Stored data:
+-------+
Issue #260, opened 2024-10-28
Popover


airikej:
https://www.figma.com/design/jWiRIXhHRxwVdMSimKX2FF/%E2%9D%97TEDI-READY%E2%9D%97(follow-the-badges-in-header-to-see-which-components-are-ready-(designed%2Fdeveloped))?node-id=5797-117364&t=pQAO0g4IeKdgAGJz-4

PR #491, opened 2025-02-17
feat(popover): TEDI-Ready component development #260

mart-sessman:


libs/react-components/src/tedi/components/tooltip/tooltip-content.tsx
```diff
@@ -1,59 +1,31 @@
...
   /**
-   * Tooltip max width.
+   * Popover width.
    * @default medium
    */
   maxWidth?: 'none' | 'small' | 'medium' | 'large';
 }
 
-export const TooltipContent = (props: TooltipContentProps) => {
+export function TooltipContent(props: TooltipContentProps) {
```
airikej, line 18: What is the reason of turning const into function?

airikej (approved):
+-------+
**TO DO**
Run a filter over the data above and keep each line that contains the word "airikej".

**ANSWER AREA**
airikej:
airikej, line 18: What is the reason of turning const into function?
airikej (approved):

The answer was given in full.